I will also have a small 20' or so point to point commuter line.


----------



## Greg Elmassian (Jan 3, 2008)

Posted By toddalin on 14 Jul 2010 06:58 PM 
Posted By Greg Elmassian on 14 Jul 2010 03:35 PM 
I might suggest the FAQ section of my web site:

*http://www.elmassian.com/trains-mai...ainmenu-52*

Regards, Greg 



How come your site omits any mention of the negatives associated with any form of power that allows the engine to remain on its heading while reversing the direction of current to the rails as I had pointed out the other day (e.g., all polarity sensitive equipment and railcar lighting (e.g., marker lights) are rendered screwy as are analog sound units)?








Uhh... I had to read that a couple of times.

Let me see if I can distill that question down a bit: Why don't I mention the negatives of reversing the rail polarity where it would cause problems with other lit cars that are polarity sensitive?

Well, the only place that happens is when you are running DC on the layout and you reverse the polarity of part of the train that is polarity sensitive AND not at the head end with the locos.


So, this would only happen if you have directional lighting on part of the train and it's not the loco (since the only reason for reversing the polarity is normally the locos at the front).

So what part of a train has polarity sensitive lighting that is not a loco at the front? 

Well, you can omit a DC only train with locos at the middle or back... people with trains that long don't have reversing loops or run straight DC.

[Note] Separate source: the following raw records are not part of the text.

PR #845, opened 2020-10-16
[MVP] Show all datasources to users (including ones they can't acces)

xoen:
### What

**NOTE**: This is an MVP:

> [...] on the Warehouse Data Sources and App Data Sources tabs, below the list of buckets they have access to, let's show a list of all the other buckets too i.e. the ones they DON'T have access to.
> [...]
> this ticket is for an MVP, which is just displaying the name, and letting the user request access in the normal ways.)

Main reason for this is to give visibility of existing data sources to users. They have a rough idea of what's already available.
They can therefore avoid reinventing the wheel if the data is already present.

**NOTE**: This do **not** change [the process for requesting access to datasources](https://user-guidance.services.alpha.mojanalytics.xyz/data/amazon-s3/#request-access-to-a-bucket). Users will still request access to these as before.

### Privacy concerns
We discussed this few times and the team is happy to show the list of datasources to all users. 
We only show the datasources' names and their admins so it shouldn't constitute a problem.

The items in the list don't link to the actual datasources or users so no permission changes were required.

Also note that users will be able to see only the admins list (which was already a "nice to have" on top of the MVP), **not** the full list of users for each datasource and their access level.

### Ticket
https://trello.com/c/AIOEPlHG

### DIFF
--- a/controlpanel/frontend/jinja2/datasource-list.html
+++ b/controlpanel/frontend/jinja2/datasource-list.html
@@ -34,10 +34,10 @@
 {% if other_datasources %}
   <h3 class="govuk-heading-m">Other {{ datasource_type }} data sources</h3>
   <p class="govuk-body">
-    The following is a list of {{ datasource_type }} data sources you currently <span class="govuk-!-font-weight-bold">do not</span> have access to.
+    You currently <span class="govuk-!-font-weight-bold">do not</span> have access to the following {{ datasource_type }} data sources.
   </p>
   <p class="govuk-body">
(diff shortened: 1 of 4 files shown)


ntoll (approved):
Code looks great. Nice and simple.

Also, I didn't know about `prefetch_related`. You learn something new every day. :+1:

:shipit:

xoen:
Yeah I didn't know about `prefetch_related` but hopefully will avoid the classic n+1 classic problem ☺️

PR #847, opened 2020-10-22
CI: Replacing CircleCI with GitHub Actions

xoen:
### Why?

We're aiming to simplify our current CI/CD and reduce the number of
technologies involved.
Ideally we'd like to use GitHub Actions for all things CI/CD.
This is a step in that direction and remove CircleCI out of the equation.

### What

The workflow is very very similar to old CircleCI workflow with
few tweaks:
- Docker caching is done using the `satackey/action-docker-layer-caching`
  action which is doing the same docker save/load under the hood
- `CIRCLE_SHA1`/`CIRCLE_BRANCH` replaced with more long winded but
  equivalent way of getting the same information in GH Actions
- Quay.io username/password stored in GH Repository secrets instead of
  being stored in CircleCI
- Speaking of secrets, the credentials/robot for this GH Actions are new
  and different from old CircleCI one to avoid any possible confusion

NOTE: `npm install` in `testjs` job is cached but the
benefits are very small as non-cached `npm-instal` was
taking 16-20s anyway.

### Getting branch name and commit hash

Unfortunately GH Actions doesn't seem as polished as CircleCI
when it comes to getting basic info like branch name and commit hash.

There is no easy way (that I found) to get these info by using a simple
environment variable and even the available variables like `GITHUB_REF`,
`GITHUB_HEAD_REF` and `GITHUB_SHA` have different values depending on
what triggered the build - how confusing!!

This is the reason why the `Get branch name (when xxx)` and
`Get commit SHA1 (when xxx)` are not as simple as I'd like.

These steps use may run on not depending on what triggered the build,
e.g. a Pull Request or else (hence the `if: github.event_name ...`)

To make things worse sometimes to get the correct info you have to get
it from the event payload like in the case of the commit hash when it's
a PR (`github.event.pull_request.head.sha`) or otherwise you'll get an
odd commit hash instead.

See resources I've found to help me get these info for more details:
- Get branch name: https://stackoverflow.com/a/64210623/455642
- Get correct commit hash: https://github.community/t/github-sha-isnt-the-value-expected/17903

### Further splitting in smaller jobs

I tried to split the current final job into smaller, independent, jobs which
were:
- building the docker image
- running the tests with docker-compose
- push to quay (once tests passed)

Bear in mind different jobs don't share state.

I tried to use GH Actions artifacts to store the docker image but this
was slow because of size of docker image and upload/download required
to transfer this between jobs.
In the end the pragmatic thing to do was to do all these things in the
final job together (which was also the approach taken in the old
CircleCI workflow).

### Ticket

Ticket: https://trello.com/c/jyRlofox


xoen:
FYI: Stating the obvious here but the CircleCI is "failing" because I've removed the `.circleci/` directory in this PR.

.github/workflows/test-and-push-docker-image.yaml
```diff
@@ -0,0 +1,122 @@
...
+        uses: actions/cache@v2
+        env:
+          cache-name: cache-node-modules
+        with:
+          path: '**/node_modules'
+          key: ${{ runner.os }}-build-${{ env.cache-name }}-${{ hashFiles('**/package-lock.json') }}
+          restore-keys: |
+            ${{ runner.os }}-build-${{ env.cache-name }}-
+            ${{ runner.os }}-build-
+            ${{ runner.os }}-
```
damacus, line 35: Should we cache using the matrix version too? Given the packages are likely to be different between Node versions.

Or should we just pick one version of Node

.github/workflows/test-and-push-docker-image.yaml
```diff
@@ -0,0 +1,122 @@
...
+
+      - name: Install JavaScript dependencies
+        run: |
+          npm install
```
damacus, line 39:
```suggestion
        run: npm install
```

This can just be one line to tidy things up slightly. Maybe?

damacus (commented):
Is it worth reducing this down to one Node version, considering we're only using one version in Prod?

.github/workflows/test-and-push-docker-image.yaml
xoen: > Should we cache using the matrix version too? Given the packages are likely to be different between Node versions.

I thought about that, and my conclusion was that it wouldn't matter and `npm install` would handle that anyway. So I kept it simple. TBH, this caching doesn't make much of a difference in our case as run the `npm install` took between 16-20 seconds before the caching 😬 

What do you reckon?

> Or should we just pick one version of Node
We weren't doing that in the old CircleCI workflow but I thought it was a good idea as it will give us visibility over JS stuff breaking in future node versions before we decide to upgrade.

xoen: From https://github.com/actions/cache/blob/main/examples.md#node---npm : 

> Note: It is not recommended to cache node_modules, as it can break across Node versions and won't work with npm ci

It doesn't seem to break in our case but I'll tell you what, since the benefit is marginal (maybe 10s in the best case) I'll just keep it simple and remove the caching of this altogether unless you have any other insight here.

.github/workflows/test-and-push-docker-image.yaml
xoen: 🤔 😬  I kinda liked the consistency of these but I'll move to same line when there is only 1 command if it pleases you ☺️

xoen:
@damacus FYI: I've removed the Node.js caching to keep things simple: https://github.com/ministryofjustice/analytics-platform-control-panel/pull/847/commits/2c59a203f220e7ddd1202afbb5b5964fbfe7759d

damacus (approved):
source

xoen:
Thanks @damacus ⭐ ☺️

So what lights are directional? Not on a caboose. Not in passenger cars.


Todd, I cannot think of a reasonable example where this would happen. I do not believe a DC only layout with locos mid or end train and not fitting in a reversing loop is just not done.

Please give me a likely example.

Regards, Greg


----------



## jgallaway81 (Jan 5, 2009)

Greg, what about the red marker lights on the Amtubes from LGB?


----------



## W3NZL (Jan 2, 2008)

Lane,
Battery power outdoors, a lot less hassle and aggravation, also cheaper if U take the track into consideration...
If indoors is Ur bag, U can go track power with little or no hassle...
Paul R...


----------



## lownote (Jan 3, 2008)

Posted By W3NZL on 15 Jul 2010 01:36 AM 
Lane,
Battery power outdoors, a lot less hassle and aggravation, also cheaper if U take the track into consideration...
If indoors is Ur bag, U can go track power with little or no hassle...
Paul R...


There's really no hassle to running track power outdoors. Usually I just turn it on and run, sometimes I turn it on, run a track cleaning car for a few laps, and that's it. There's no "hassle" of the sort that might result from finding out that the battery packs in loco C have gone low, removing the loco shell and the battery pack, finding another charged pack or waiting for a pack to charge, reinstalling the pack, and then making sure that you dont run lights or sound so that you don't drain the pack too fast. Oops! the battery pack in that passenger car is dead--hold on, I think I have some replacements...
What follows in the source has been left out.